Fenomena Golput di Indonesia bukan merupakan hal yang baru lagi, Dimana golput yang merupakan salah satu pilihan yang diamkkbil oleh pemilih Dimana pemilih lebih memilih untuk tidak menggunakan hal pilihnya. Hal ini merupakan isu yang tidak bisa terhindarkan dalam setiap pemilu, padahal KPU RI selalu menghimbu dan mengarahkan kepada seluruh Masyarakat Indonesia akan pentingnya menggunakan hak pilihnya dalam pesta demokrasi yang dilaksanakn di negara Indonesia. Angka golput menjadi sebuah tantangan yang serius bagi system demokrasi Indonesia. Menurut data terbaru dari Komisi Pemilihan Umum (KPU) RI, pada pemilu 2024, jumlah pemilih terdaftar mencapai sekitar 204,8 juta orang. Namun pada kenyataannya masih banyak Masyarakat yang telah terdaftar sebagai pemilih lebih memilih untuk tidak menggunakan hak pilihnya.
Alasan Pemilih Melakukan Golput
Terdapat beberapa yang menjadi dasar alasan mengapa pemilih lebih memilih untuk melakukan golput. Beberapa alasan tersebut adalah sebagai berikut :
1. Kekecewaan kepada politisi dan sistem politik, salah satu alasan utama mengapa pemilih melakukan golput adalah kekecewaan terhadap kondisi politik yang ada. Banyak pemilih merasa bahwa para politisi atau calon yang mencalonkan dirinya hanya melakukan lift service saat melakukan kampanye semua janji dan ucapan yang disampaikan kebanyakan hanya sebagai pemanis awal agar rakyat bisa memilih, tetapi pengalaman yang ada setelah si calon jadi semua janji dan ucapan yang disamapaikan tidak dijalankan dan tidak di realisasikan.

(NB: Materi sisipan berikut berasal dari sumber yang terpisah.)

PR #188, opened 2019-09-24
Refactor some developer portal components in prep for deprecating Argonaut

mjlumetta:
this PR is a precursor to solving [3138](https://github.com/department-of-veterans-affairs/vets-contrib/issues/3138). it does some pretty significant refactoring of where things live and what they're named on the dev portal without altering the logic. changes that i was trying to make here:

* extract schema (i.e., typescript interfaces) from `src/apiDefs/index` to move a little bit towards having a database for our API definitions
* rename components to better reflect their content (e.g., distinguishing between `Category*` and `Api*` components, replacing `Explore` with `Documentation` in component names)
* move some components from `src/components` to `src/containers` to better reflect that pattern 
  * i'm agnostic on this pattern, and if i had to choose, i'd lean toward picking a new pattern. but as long as we have it, i think we should try to follow it. use of `apiDefs` is a pretty good heuristic for whether a component is a container (yes) or a presentational component (no).
* create `documentation` and `releaseNotes` subdirectories within `src/containers`
* remove environment checks for FHIR API, as it should be enabled everywhere

i want to open and ideally merge this PR quickly if we can agree on the changes. if other people have open or merge PRs, this will create heinous merge conflicts for somebody. it would be great to avoid that if possible.


src/Routes.tsx
```diff
@@ -13,7 +13,7 @@ import {
   BetaPage,
   BetaSuccess,
   DisabledApplyForm,
-  ExploreDocs,
+  DocumentationPage,
```
dvogel: Maybe `DocumentationPage` should be more specific re: what it's documenting?

src/apiDefs/benefits.ts
```diff
@@ -1,7 +1,7 @@
-import { IApiDescription } from '.';
+import { IApiDefinition } from './schema';
```
dvogel: "description" vs "definition" feels like it's approaching bike shed territory. We probably won't ever have a perfect name and those two seem super close to me.

src/content/apiDocs/index.ts
```diff
@@ -30,9 +26,9 @@ const facilitiesContent: IApiCategoryContent = {
 };
 
 const healthContent: IApiCategoryContent = {
-  intro: isNewFhirApiEnabled ? HealthIntro : LegacyHealthIntro,
+  intro: HealthIntro,
   overview: HealthOverview,
-  quickstart: isNewFhirApiEnabled ? HealthQuickstart : undefined,
+  quickstart: HealthQuickstart,
```
dvogel: I'm in favor of refactoring the code as we need to in order to keep it well organized as we work on tickets. It would be nice to see these specific ticket AC-related items split out into a separate PR though. That makes it easier to discuss the merits of each separately.

src/apiDefs/schema.ts
```diff
@@ -0,0 +1,48 @@
...
+  likely move this data to a non-Typescript location, i.e. a database.
+*/
+
+import * as moment from 'moment';
+
+export interface IApiCategoryContent {
+  readonly intro: React.StatelessComponent;
+  readonly overview: React.StatelessComponent;
+  readonly quickstart?: React.StatelessComponent;
+}
```
dvogel: :heart: re: the block comment at the top. It's probably worth amending it to explain that `React` component use should be moved out of this module and new ones shouldn't be added because they will only add to the pile of work required to move this stuff to a database.

src/Routes.tsx
mjlumetta: how about `ProgramDocumentation`? `ApiPlatformDocumentation`? `ProgramApisDocumentation`?

dvogel: I just took a closer look at the `ExploreDocs` component and it doesn't really document anything else. It's a bit like a layout in that it provides the nav and then routes to specific pages for the content. In that way `DocumentationLayout` makes sense to me. That's not a particularly common term in React land though. We've been discussing getting rid of the `containers` vs `components` directory split but this might be a place to retain the container term with `DocumentationContainer`. I could also be convinced to use a generic bespoke term like `DocumentationRoot` since it handles routing the root of the doc routes.

PR #191, opened 2019-09-25
Routing readme update

jasalisbury:
https://github.com/department-of-veterans-affairs/vets-contrib/issues/3133


config/webpack.config.prod.js
```diff
@@ -1,3 +1,6 @@
+// If you are looking to add an additional file hosted at the root of the project see the readme
+// section `Revproxy Routing`
```
mjlumetta: add link to the README in github?

README.md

Sebuah survey yang dilakukan oleh entre for Strategic and International Studies (CSIS) mengungkapkan bahwa generasi muda, yang menjadi kelompok dominan dalam pemilu 2024, sering kali tidak merasa terwakili oleh calon yang ada. Ketika mereka tidak melihat adanya perubahan yang konkret dalam hidup mereka akibat kebijakan politik, banyak dari mereka yang memilih untuk tidak ikut serta dalam pemilu
2. Apatisme dan ketidakpercayaan pada Pemilu, faktor ini juga menjadi sebuah faktor yang menyebabkan kenapa pemilih memilih untuk golput. Banyak orang merasa proses demokrasi di pemilu merupakan proses yang hanya membuang anggaran negara saja, bahkan Masyarakat merasa pemilu itu tidak cukup adil dan transparan. Menurut survei Badan Pusat Statistik (BPS) dan beberapa lembaga riset lainnya, ketidakpercayaan terhadap hasil pemilu dan sistem politik menjadi faktor utama yang mendorong orang untuk golput. Korupsi dan politik uang yang masih marak menjadi salah satu penyebab apatisme tersebut. Sebuah survei yang dilakukan oleh KPU mencatat bahwa, meskipun partisipasi pemilih meningkat pada Pemilu 2019 menjadi sekitar 81,69%, angka golput masih mencapai lebih dari 34 juta orang, atau sekitar 18% dari total pemilih yang terdaftar
3. Faktor sosial dan ekonomi, Banyak orang merasa terasing dari kegiatan politik, terutama komunitas yang lebih rentan secara ekonomi dan sosial. Mereka percaya bahwa kebijakan politik yang ada tidak berpengaruh langsung pada kehidupan mereka. Kurangnya akses informasi, rendahnya pendidikan politik, dan ketidakmampuan untuk mengerti proses politik seringkali menjadi alasan mengapa mereka memutuskan untuk tidak memberikan suara.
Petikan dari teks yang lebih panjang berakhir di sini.